Il giudice sul mulo Periodico perenne di linguaggi letterari.

lunedì 15 ottobre 2007

La leggenda di Ludvig

di Asincheraglia

Preso da un cattivo maestro, Ludvig accettò la lotta armata con entusiasmo infantile.
Il materialismo del sangue, in antitesi al freddo meccanicismo della pistola in metallo e latta, rassicurava la sua liquida personalità.
Del resto, odiava le ingiustizie da sempre. A 11 anni si era preso la briga di rubare la lente che quella fottutissima donna, detta sua madre, gli aveva autoritariamente espropriato, impedendogli di incendiare le nutrite colonie di formiche del cortile. Formiche fasciste, s’intende.
L’esuberanza del giovane si era stemperata in collegio, fra le gambe di un prete di nome Giuseppe che gli inculcò, fisicamente, il “messaggio divino”.
Terminate le scuole, più confuso che persuaso, si mise a guardare la vita.
Guardava la vita e guardava se stesso con gli occhi di un medico un po’ invasato e un po’ freudiano.
Ludvig non capì mai i criteri di felicità proposti dal dott., ma cercò di adeguarsi.
“Essere presenti in se stessi, nelle proprie azioni, nella propria esistenza. Riflettere.”
Non comprendeva perché, oltre a dover condurre una vita di merda, dovesse pure pensarci su.
Correva l’anno 2007 e iniziò un corso universitario. Fu contento improvvisamente, una notte, scopando allegramente e un po’ ubriaco dopo un concerto di marijuana.
Siccome non aveva pensato a se stesso, corse dall’invasato e freudiano, per concedersi una rivincita esistenziale. “Io parlo di felicità, non di contentezza” rispose il dott. barbuto.
Deluso, Ludvig avrebbe capito solo grazie al cattivo maestro che la felicità è borghese e non di tutti.
Seppellire una pistola non è un affare semplice. Ludvig sfogliava Gramsci.
Grazie al suo libro iniziò la lotta armata, utilizzando la copertina come paletta per dissodare il terreno e riporre il ferro.
Il cattivo maestro lo conobbe fra le mura universitarie.
In realtà non era cattivo (rimproverò Ludvig per l’episodio infantile delle formiche) e neppure un maestro (anzi studiava ancora, dopo più di 30 anni).
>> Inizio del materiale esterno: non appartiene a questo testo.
PR #137, opened 2022-08-08
Improve the build of lib packages

vojtechszocs:
- create reusable Rollup plugins for common build tasks
- remove banner in the `.js` bundle in favor of `dist/build-meta.json`
- remove `dist/types` after generating the `.d.ts` bundle
- use [`downlevel-dts`](https://github.com/sandersn/downlevel-dts) tool to generate TS 3.8 compliant `.d.ts` bundle
- use TypeScript [`typesVersions`](https://www.typescriptlang.org/docs/handbook/declaration-files/publishing.html#version-selection-with-typesversions) to consume the right type declarations (for `lib-core` only)

### DIFF
--- a/package.json
+++ b/package.json
@@ -57,6 +57,7 @@
     "@typescript-eslint/parser": "^5.3.1",
     "babel-loader": "^8.2.5",
     "cypress": "^9.7.0",
+    "downlevel-dts": "^0.10.0",
     "eslint": "^7.32.0",
     "eslint-config-airbnb": "^19.0.0",
     "eslint-config-airbnb-base": "^15.0.0",
@@ -70,7 +71,9 @@
     "eslint-plugin-promise": "^5.1.1",
     "eslint-plugin-react": "^7.27.0",
     "eslint-plugin-react-hooks": "^4.3.0",
+    "fs-extra": "^10.1.0",
     "jest": "^27.5.1",
+    "lodash": "^4.17.21",
     "lodash-es": "^4.17.21",
     "prettier": "^2.4.1",
     "react": "^17.0.2",
@@ -90,6 +93,7 @@
     "ts-jest": "^27.1.4",
     "ts-node": "^10.7.0",
     "tslib": "^2.3.1",
+    "type-fest": "^2.18.0",
     "typescript": "~4.4.4",
     "webpack": "^5.69.1"
   }
--- a/packages/common/rollup-configs.js
+++ b/packages/common/rollup-configs.js
@@ -1,55 +1,50 @@
-import { execSync } from 'child_process';
 import commonjs from '@rollup/plugin-commonjs';
 import nodeResolve from '@rollup/plugin-node-resolve';
 import typescript from '@rollup/plugin-typescript';
 import analyzer from 'rollup-plugin-analyzer';
 import dts from 'rollup-plugin-dts';
 import css from 'rollup-plugin-import-css';
+import { removeFiles } from './rollup-plugins/removeFiles';
+import { replaceCode } from './rollup-plugins/replaceCode';
+import { writeBuildMetadata } from './rollup-plugins/writeBuildMetadata';
+
+/** @typedef {import("type-fest").PackageJson} PackageJson */
 
 // https://yarnpkg.com/advanced/lifecycle-scripts#environment-variables
 const rootDir = process.env.PROJECT_CWD;
 
+/**
+ * @param {PackageJson} pkg
+ */
 const getExternalModules = (pkg) => [
   ...Object.keys(pkg.dependencies ?? {}),
   ...Object.keys(pkg.peerDependencies ?? {}),
   ...('lodash' in pkg.dependencies ? ['lodash-es'] : []),
 ];
 
+/**
+ * @param {PackageJson} pkg
+ */
 const getExternalModuleRegExps = (pkg) => {
   const externalModules = getExternalModules(pkg);
   return externalModules.map((module) => new RegExp(`^${module}(\\/.+)*$`));
 };
 
-const getBanner = (pkg) => {
-  const text = `
-  OpenShift Dynamic Plugin SDK
-  ${pkg.repository.url.replace(/\.git$/, '')}
-
-  ${pkg.name} version ${pkg.version}
-  build date ${new Date().toLocaleString('en-US', { dateStyle: 'long', timeStyle: 'long' })}
-  git commit ${execSync('git rev-parse HEAD').toString().trim()}
-  `.trim();
-
-  return `/*\n  ${text}\n */\n`;
-};
-
 /**
- * @returns {import('rollup').Plugin}
+ * @param {string} file
  */
-const replaceLodashEsRequire = () => ({
-  name: 'replace-lodash-es-require',
-
-  renderChunk(code, chunk) {
-    return {
-      code: code.replace("require('lodash-es')", "require('lodash')"),
-      map: chunk?.map,
-    };
-  },
-});
+const replaceLodashEsRequire = (file) =>
+  replaceCode({
+    file,
+    replacements: {
+      "require('lodash-es')": "require('lodash')",
+    },
+  });
 
 /**
  * Rollup configuration for generating the library `.js` bundle.
  *
+ * @param {PackageJson} pkg
  * @param {string} inputFile
  * @param {'esm' | 'cjs'} format
  * @returns {import('rollup').RollupOptions}
@@ -59,7 +54,6 @@ export const tsLibConfig = (pkg, inputFile, format = 'esm') => ({
   output: {
     file: 'dist/index.js',
     format,
-    banner: getBanner(pkg),
   },
   external: getExternalModuleRegExps(pkg),
   plugins: [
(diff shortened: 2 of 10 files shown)


packages/common/rollup-configs.js
```diff
@@ -100,5 +100,8 @@ export const dtsLibConfig = (pkg, inputFile) => ({
       summaryOnly: true,
       root: rootDir,
     }),
+    removeFiles({
+      files: ['dist/types'],
```
vojtechszocs, line 104: `dist/types` directory contains a `.d.ts` file per each module (following the package source file structure), which gets bundled into a single `dist/index.d.ts` file. To avoid output artifact clutter, we remove this directory once we're done processing its content.

packages/lib-core/package.json
```diff
@@ -10,16 +10,26 @@
...
     "dist/index.js",
-    "dist/index.d.ts"
+    "dist/index.d.ts",
+    "dist/index.ts38.d.ts",
+    "dist/build-meta.json"
   ],
   "main": "dist/index.js",
   "types": "dist/index.d.ts",
+  "typesVersions": {
+    "<4.0": {
```
vojtechszocs, line 20: @florkbr Let me know if you prefer `>=3.8 <4.0` instead of simply `<4.0`.

https://www.typescriptlang.org/docs/handbook/declaration-files/publishing.html#version-selection-with-typesversions

TypeScript compiler looks at `typesVersions` first and when no matching entry is found, falls back to `types`.

Since we provide a single `.d.ts` bundle, we resolve `index.d.ts` into a single replacement file (instead of using a pattern).

packages/lib-utils/package.json
```diff
@@ -10,7 +10,9 @@
   },
   "files": [
     "dist/index.js",
-    "dist/index.d.ts"
+    "dist/index.d.ts",
+    "dist/index.css",
```
vojtechszocs, line 14: @florkbr @fhlavac This should fix the issue of missing CSS :smiley: 

It's generated, but it wasn't part of `files` and therefore wasn't published.

package.json
```diff
@@ -70,7 +71,9 @@
     "eslint-plugin-promise": "^5.1.1",
     "eslint-plugin-react": "^7.27.0",
     "eslint-plugin-react-hooks": "^4.3.0",
+    "fs-extra": "^10.1.0",
     "jest": "^27.5.1",
+    "lodash": "^4.17.21",
```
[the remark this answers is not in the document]
florkbr: @vojtechszocs I thought we had a webpack rule that converted all imports for non `lodash-es` imports to `lodash-es`?  

**Edit** never mind - I see we have it below `const replaceLodashEsRequire = (file) =>`

package.json
```diff
@@ -90,6 +93,7 @@
     "ts-jest": "^27.1.4",
     "ts-node": "^10.7.0",
     "tslib": "^2.3.1",
+    "type-fest": "^2.18.0",
```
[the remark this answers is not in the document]
florkbr: I would prefer to use the built in typescript types, but it does look like there is a need for this package (100,000,000+ downloads a week): https://www.npmjs.com/package/type-fest 👍

packages/common/rollup-configs.js
```diff
@@ -59,7 +55,6 @@ export const tsLibConfig = (pkg, inputFile, format = 'esm') => ({
   output: {
     file: 'dist/index.js',
     format,
-    banner: getBanner(pkg),
```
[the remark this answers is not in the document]
florkbr: @vojtechszocs I don't think we should remove the comment from the JS bundle. Can we do both? If someone doesn't know to look for `build-meta.json` it may be confusing.

packages/common/rollup-configs.js
florkbr: @vojtechszocs a few things we may want to consider:
1. Should we log anything during the build process about which files are being removed in case we run into a bug where some unintended files are being removed? Not sure if rollup does this for us with a `debug` flag or similar.
2. What is the risk of leaving the duplicate/nested `.d.ts` files? Is there a risk those will be used instead of the `dist/index.d.ts`?

packages/lib-core/package.json
```diff
@@ -10,16 +10,26 @@
...
+  },
   "scripts": {
     "prepack": "yarn build",
     "prepublishOnly": "yarn test",
-    "build": "rm -rf dist && yarn run -T rollup -c",
+    "build": "rm -rf dist && yarn run -T rollup -c && yarn process-dts",
     "lint": "yarn run -T eslint $INIT_CWD",
-    "test": "yarn run -T test $INIT_CWD --passWithNoTests"
+    "test": "yarn run -T test $INIT_CWD --passWithNoTests",
+    "process-dts": "yarn run -T downlevel-dts dist/index.d.ts dist/index.ts38.d.ts --to=3.8"
```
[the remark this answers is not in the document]
florkbr: Agreed. I'm wondering if it's possible to discourage the use of the 3.8 types somehow (deprecated warning perhaps?). I know if you're consuming the SDK you won't know the 3.8 types are there unless you look (specifically named file).

packages/lib-core/package.json
florkbr: I think since this fix is specifically for OCP until they can upgrade to TS 4, I'd prefer to make the version range as specific as possible (IE `>=3.8 <4.0`). We don't want to encourage use of the legacy types IMO. If the need arises we can always switch back to `<4.0`.

packages/common/rollup-plugins/writeBuildMetadata.js
```diff
@@ -0,0 +1,35 @@
...
+    const now = new Date();
+
+    fs.writeJSONSync(
+      path.resolve(cwd, outputDir, 'build-meta.json'),
+      {
+        name: pkg.name,
+        version: pkg.version,
+        buildDate: now.toLocaleString('en-US', { dateStyle: 'long' }),
+        buildTime: now.toLocaleString('en-US', { timeStyle: 'long' }),
+        gitCommit: execSync('git rev-parse HEAD').toString().trim(),
```
florkbr, line 27: 👍  really useful info. I know we have "version" published in the plugin manifests, but I'd love to see something like this for plugins and apps (would help for debugging issues).

florkbr (commented):
A few comments. Looking good @vojtechszocs! CC @jhadvig

package.json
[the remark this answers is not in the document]
vojtechszocs: I'd also prefer to use the built-in types, but TypeScript devs seem to be very picky when it comes to including additional types into the base library.

Using type-only packages has zero overhead on the generated JavaScript, it only impacts the generated `d.ts` type declarations that may include such types.

packages/common/rollup-configs.js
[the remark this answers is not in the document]
vojtechszocs: Our consumers should use webpack to process their host apps and/or plugins into deployable assets, i.e. plugin SDK libraries are not meant to be loaded directly in the browser.

While I think that having a dedicated metadata file is better, we can keep the comment block in the `.js` bundle.

Note that we don't do that for the `.d.ts` bundle, maybe we should?

packages/common/rollup-configs.js
vojtechszocs: When we build a library, we use two Rollup configs:
- `tsLibConfig` which performs TS to JS transpilation and bundling into `dist/index.js`
  - as a side effect of `"declaration": true` setting, this also generates the `dist/types` content
- `dtsLibConfig` which performs the bundling of `dist/index.d.ts` from ^^ `dist/types` content
  - once this is complete, the `dist/types` content is technically no longer needed

Maybe I'm over-engineering this. I'll remove this code, it may look too confusing.

vojtechszocs: > What is the risk of leaving the duplicate/nested `.d.ts` files? Is there a risk those will be used instead of the `dist/index.d.ts`?

There's no risk, files that we publish to npmjs are https://docs.npmjs.com/cli/v8/commands/npm-publish#files-included-in-package basically `package.json`, `README.md` and files specified in `files` array in `package.json`.

We should also include a per-package `LICENSE` file but that's a follow-up improvement.

packages/lib-core/package.json
vojtechszocs: Agreed, I'll change this to be `>=3.8 <4.0`.

packages/lib-core/package.json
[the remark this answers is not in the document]
vojtechszocs: > I'm wondering if it's possible to discourage the use of the 3.8 types somehow (deprecated warning perhaps?).

Not possible AFAIK :smiley: 

> I know if you're consuming the SDK you won't know the 3.8 types are there unless you look (specifically named file).

TypeScript compiler looks at `typesVersions` before falling back to `types` when determining types for the given package. So if you're using TS 3.8 your project should link to the right type declarations automatically.

packages/lib-core/package.json
florkbr: @vojtechszocs I do not see this change in the diff. For now I'll mark this LGTM. Could we please follow up with the change? Thanks!

vojtechszocs:
Follow-up review comments addressed by #143

PR #138, opened 2022-08-11
Pass options to wsAppSettings when using watch

karelhala:
### Description

When using `useK8sWatchResource` and `useK8sWatchResources` consumers has no chance of setting their own host for the websocket. This PR fixes such problem by allowing to pass websocket config to these hooks, when the WS connection is created this config is later passed down to the config function that operates over it.

In this config we have to allow WSConfig and also FetchConfig because before connecting to websockets we'll pull data from regular GET request. We'll also have to support any extra config passed from the plugin down to host app since the host app knows what options to consume.

### JIRA

https://issues.redhat.com/browse/HAC-2026


florkbr:
Chatted with Karel offline. This change is necessary as we will point hooks to a different URL than what the app is currently configured to operate against. For example, hac-infra configuring the useK8sWatchResource hook to point to KCP, however all other APIs will continue to go to hac-core/akamai. 

For now we've made the types added to the hooks strict. It's possible to use generics in the future to allow more customization, but for now we're keeping it simple.

PR #140, opened 2022-08-22
[HAC-2061] Horizontal navigation for details view

vidyanambiar:
Test with `yarn storybook`.

image

[HAC-2061](https://issues.redhat.com/browse/HAC-2061): This PR is for providing an initial basic horizontal navigation to be used in building the common Details UI component.

### DIFF
--- a/package.json
+++ b/package.json
@@ -71,6 +71,8 @@
     "eslint-plugin-promise": "^5.1.1",
     "eslint-plugin-react": "^7.27.0",
     "eslint-plugin-react-hooks": "^4.3.0",
+    "fs-extra": "^10.1.0",
+    "identity-obj-proxy": "^3.0.0",
     "jest": "^27.5.1",
     "lodash": "^4.17.21",
     "lodash-es": "^4.17.21",
--- a/package.json
+++ b/package.json
@@ -71,7 +71,6 @@
     "eslint-plugin-promise": "^5.1.1",
     "eslint-plugin-react": "^7.27.0",
     "eslint-plugin-react-hooks": "^4.3.0",
-    "fs-extra": "^10.1.0",
     "identity-obj-proxy": "^3.0.0",
     "jest": "^27.5.1",
     "lodash": "^4.17.21",
--- a/package.json
+++ b/package.json
@@ -91,6 +91,7 @@
     "rollup-plugin-dts": "^4.0.1",
     "rollup-plugin-import-css": "^3.0.3",
     "start-server-and-test": "^1.14.0",
+    "storybook-addon-react-router-v6": "^0.1.14",
     "ts-jest": "^27.1.4",
     "ts-node": "^10.7.0",
     "tslib": "^2.3.1",
--- a/packages/common/test-configs/jest-config-base.ts
+++ b/packages/common/test-configs/jest-config-base.ts
@@ -10,6 +10,7 @@ const config: InitialOptionsTsJest = {
   moduleFileExtensions: ['ts', 'tsx', 'js', 'jsx', 'json'],
   moduleNameMapper: {
     'lodash-es': 'lodash',
+    '\\.(css|scss)$': 'identity-obj-proxy',
   },
 
   clearMocks: true,
--- a/packages/lib-utils/src/components/horizontal-nav/HorizontalNav.tsx
+++ b/packages/lib-utils/src/components/horizontal-nav/HorizontalNav.tsx
@@ -1,0 +1,52 @@
+import { Tabs, Tab, TabTitleText } from '@patternfly/react-core';
+import React from 'react';
+
+export type Tab = {
+  /** Key for individual tab */
+  key: string | number;
+  /** Title for individual tab */
+  title: string;
+  /** Content for individual tab (provided as a React component) */
+  content: React.ReactElement;
+  /** aria-label for individual tab */
+  ariaLabel: string;
+};
+
+export type HorizontalNavProps = {
+  /** aria-label for all tabs */
+  ariaLabel?: string;
+  /** Properties for tabs */
+  tabs: Tab[];
+};
+
+const HorizontalNav: React.FC<HorizontalNavProps> = ({ ariaLabel, tabs }) => {
+  const activeTab = tabs && tabs[0] ? tabs[0].key : 0;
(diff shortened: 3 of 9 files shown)


packages/lib-utils/src/components/horizontal-nav/HorizontalNav.tsx
```diff
@@ -0,0 +1,52 @@
+import { Tabs, Tab, TabTitleText } from '@patternfly/react-core';
+import React from 'react';
+
+export type Tab = {
```
spadgett, line 4: It would be good to have a URL path so that users can link to specific tabs (and we'd need this if we wanted to swap out the tab implementation for HAC core's in OpenShift console).

package.json
```diff
@@ -70,6 +70,7 @@
     "eslint-plugin-promise": "^5.1.1",
     "eslint-plugin-react": "^7.27.0",
     "eslint-plugin-react-hooks": "^4.3.0",
+    "identity-obj-proxy": "^3.0.0",
```
florkbr, line 73: @vidyanambiar would you mind explaining what this new dependency is for? Thanks!

florkbr:
@vidyanambiar merge conflict :(

package.json
vidyanambiar: @florkbr This dependency helps us mock css modules for Jest using an ES6 proxy. I got this idea from Filip's PR for unit testing the list view (#116). Without this change, I noticed the HorizontalNav tests failing on an error in the `backdrop.css` file within patternfly react-styles. 
```
 FAIL   lib-utils  packages/lib-utils/src/components/horizontal-nav/HorizontalNav.test.tsx
  ● Test suite failed to run

    Jest encountered an unexpected token

    Jest failed to parse a file. This happens e.g. when your code or its dependencies use non-standard JavaScript syntax, or when Jest is not configured to support such syntax.

    Out of the box Jest supports Babel, which will be used to transform your files into valid JS based on your Babel configuration.

    By default "node_modules" folder is ignored by transformers.

    Here's what you can do:
     • If you are trying to use ECMAScript Modules, see https://jestjs.io/docs/ecmascript-modules for how to enable it.
     • If you are trying to use TypeScript, see https://jestjs.io/docs/getting-started#using-typescript
     • To have some of your "node_modules" files transformed, you can specify a custom "transformIgnorePatterns" in your config.
     • If you need a custom transformation specify a "transform" option in your config.
     • If you simply want to mock your non-JS modules (e.g. binary assets) you can stub them out with the "moduleNameMapper" config option.

    You'll find more details and examples of these config options in the docs:
    https://jestjs.io/docs/configuration
    For information about custom transformations, see:
    https://jestjs.io/docs/code-transformation

    Details:

    /Users/vidyanambiar/Documents/hac-stuff/dynamic-plugin-sdk/node_modules/@patternfly/react-styles/css/components/Backdrop/backdrop.css:1
    ({"Object.<anonymous>":function(module,exports,require,__dirname,__filename,jest){.pf-c-backdrop {
                                                                                      ^

    SyntaxError: Unexpected token '.'

      at Runtime.createScriptFromCode (../../node_modules/jest-runtime/build/index.js:1728:14)
      at Object.<anonymous> (../../node_modules/@patternfly/react-styles/css/components/Backdrop/backdrop.js:3:1)
```

vidyanambiar:
@spadgett @florkbr I've pushed up a commit that allows the tabs to be rendered based on the routing path. I'm not sure if this is the approach you were getting at Sam. I think one reason I couldn't replicate adding new routes for the tabs was that the tabs and their content are being rendered from Patternfly Tab component unlike console where the NavBar and page/content rendering is separate and controlled by us. 
Storybook view with routing as you click different tabs:
Screen Shot 2022-08-24 at 10 22 03 AM
I also tested this with hac-core using [this branch](https://github.com/openshift/hac-core/compare/main...vidyanambiar:hac-core:testHorizontalNav?expand=1).

Let me know if this solution looks fine or if you prefer that I swap out using the patternfly tabs for a different implementation more similar to console with possibly more control over the routing.  Thank you!

package.json
```diff
@@ -71,6 +71,8 @@
     "eslint-plugin-promise": "^5.1.1",
     "eslint-plugin-react": "^7.27.0",
     "eslint-plugin-react-hooks": "^4.3.0",
+    "fs-extra": "^10.1.0",
```
vojtechszocs, line 74: Hm, why do we need this dependency?

vidyanambiar: @vojtechszocs Sorry, maybe that was pushed up by accident. It's not needed and I've removed it. Thanks!

package.json
florkbr: @vidyanambiar thanks for explaining.

For now this change seems fine. We may want to consider _correctly_ loading these CSS files in the future (versus using `identity-obj-proxy`) in our unit tests. I'm mainly thinking if we ever introduce conditional style logic or if we'd like to protect ourselves from broken style sheets on upgrades in the future (would our build/tests catch it?). We don't necessarily want to test Patternfly's styles however, nor would we really do that from a unit test perspective - perhaps visual snapshot testing with a tool such as https://loki.js.org/.

packages/common/test-configs/jest-config-base.ts
```diff
@@ -10,6 +10,7 @@ const config: InitialOptionsTsJest = {
   moduleFileExtensions: ['ts', 'tsx', 'js', 'jsx', 'json'],
   moduleNameMapper: {
     'lodash-es': 'lodash',
+    '\\.(css|scss)$': 'identity-obj-proxy',
```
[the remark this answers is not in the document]
vidyanambiar: @florkbr From what I can tell this would apply across the board and not just to node_modules.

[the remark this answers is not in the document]
florkbr: @vidyanambiar alright - I'm not sure if this will have unintended consequences so I'd like to follow up on this in the future. Can you open a ticket? Specifically to either:
1. Scope down this rule somehow
2. Actually enable our Jest config to properly load css/scss

florkbr:
For now I think this is a good start for the nav. There will be additional changes required in the future.

vidyanambiar:
Thank you for the review, @florkbr. I've opened this follow-up story to evaluate mocking of css modules for tests - https://issues.redhat.com/browse/HAC-2168

PR #145, opened 2022-08-26
Add missing row key

fhlavac:
This should fix the warning thrown by `VirtualizedTable` saying that the row key is missing.

@vidyanambiar

### DIFF
--- a/packages/lib-utils/src/components/table/VirtualizedTable.tsx
+++ b/packages/lib-utils/src/components/table/VirtualizedTable.tsx
@@ -244,7 +244,7 @@ const VirtualizedTable: React.FC<VirtualizedTableProps<AnyObject>> = ({
             ))) || (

Tuttavia, era un cattivo maestro.
Nelle campagne della pianura si mischiava il proletariato con l’ideologia.
Il cortocircuito fu immediato, dal momento che Ludvig non era proletario e, al massimo, aveva qualche idea.
Ancora una volta fu contento d’improvviso, esplodendo un colpo di pistola precisissimo contro un manichino di polistirolo e plastica.
Tuttavia, si crucciò subito dopo, non capendo se quel sentimento fosse di effettiva felicità o di evanescente contentezza.
Così, disse a voce alta: “E’ lecito domandarsi il perché l’uomo possegga la straordinaria capacità di porsi dei quesiti ai quali mai potrà dare risposta.”
Il cattivo maestro intervenne, sciorinando una salda sicumera e soluzioni per tutto.
La felicità rubata dai borghesi divenne, per Ludvig, un pensiero costante e snervante.
Sempre senza persuasione e con molta confusione, iniziò ad avere i suoi punti di riferimento.
La pistola e le sue potenzialità, il furto emotivo dei borghesi, un conto in banca sempre vivo grazie alle premure dei genitori lontani.
Cresciuto, si illuse di essere pronto ad affrontare questioni come la morte e la giustizia.
La notte fra il 3 e il 4 Marzo di qualche anno dopo, nascosta la pistola nei calzoni, si mosse verso la casa del dott. .
Seduto sulla poltroncina rossa di feltro, il vecchio era intento a scrivere un libro di trecento pagine, centellinato perché la felicità cogliesse il lettore dopo la penultima sillaba dell’ultima frase.
Una frase che non riuscì a vergare, sorpreso come fu da una scossa di pungente adrenalina alla schiena.
Era la pallottola che, senza consapevolezza, veniva scambiata per un istante di appagamento.
Ludvig rimase sospeso fra il sangue, il corpo, e la canna fumante della pistola.
Dalla mattina successiva, perso fra i Nebrodi siciliani, la storia smise di seguire le pieghe della vita di Ludvig, oramai imprigionato in una leggenda che resiste solo nelle camere oscure delle memorie più curiose.

1 commento:

Anonimo ha detto...

Temo che l'autore condivida l'assenza (o confusione) di idee del suo personaggio.